***** Data for review

PR #9950, opened 2024-05-16
GeoJSON/JSONFG: do not recognize GeoJSON files with a featureType feature property as JSONFG     

rouault:
Fixes https://github.com/OSGeo/gdal/issues/9946

PR #9982, opened 2024-05-22
[Backport 3.9] GeoJSON/JSONFG: do not recognize GeoJSON files with a featureType feature property as JSONFG

rouault:
Backport of #9950


rouault:
redone correctly in https://github.com/OSGeo/gdal/pull/9983

PR #9991, opened 2024-05-23
gdal_viewshed: use functions in implementation

abellgithub:
This changes the implementation to use functions and uses threads for the separable bits. It also merges the two result vectors into one.

### DIFF
--- a/alg/viewshed.cpp
+++ b/alg/viewshed.cpp
@@ -28,7 +28,7 @@
 #include <algorithm>
 #include <array>
 #include <atomic>
-#include <thread>
+#include <future>
 
 #include "gdal_alg.h"
 #include "gdal_priv_templates.hpp"
@@ -676,21 +676,19 @@ bool Viewshed::processFirstLine(int nX, int nY, int nLine,
     const auto [iLeft, iRight] =
         adjustHeight(nYOffset, nX, vThisLineVal.data() + nX);
 
-    std::thread t1(
-        [&, left = iLeft]()
+    auto t1 = std::async(std::launch::async, [&, left = iLeft]()
         {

**********

Assignment:
Retype word for word everything in the listing above from the line that holds "Backport of #9950" down to the line that holds "-28,7 +28,7 @@". Keep both end lines and leave out the rest.

Response:
Backport of #9950


rouault:
redone correctly in https://github.com/OSGeo/gdal/pull/9983

PR #9991, opened 2024-05-23
gdal_viewshed: use functions in implementation

abellgithub:
This changes the implementation to use functions and uses threads for the separable bits. It also merges the two result vectors into one.

### DIFF
--- a/alg/viewshed.cpp
+++ b/alg/viewshed.cpp
@@ -28,7 +28,7 @@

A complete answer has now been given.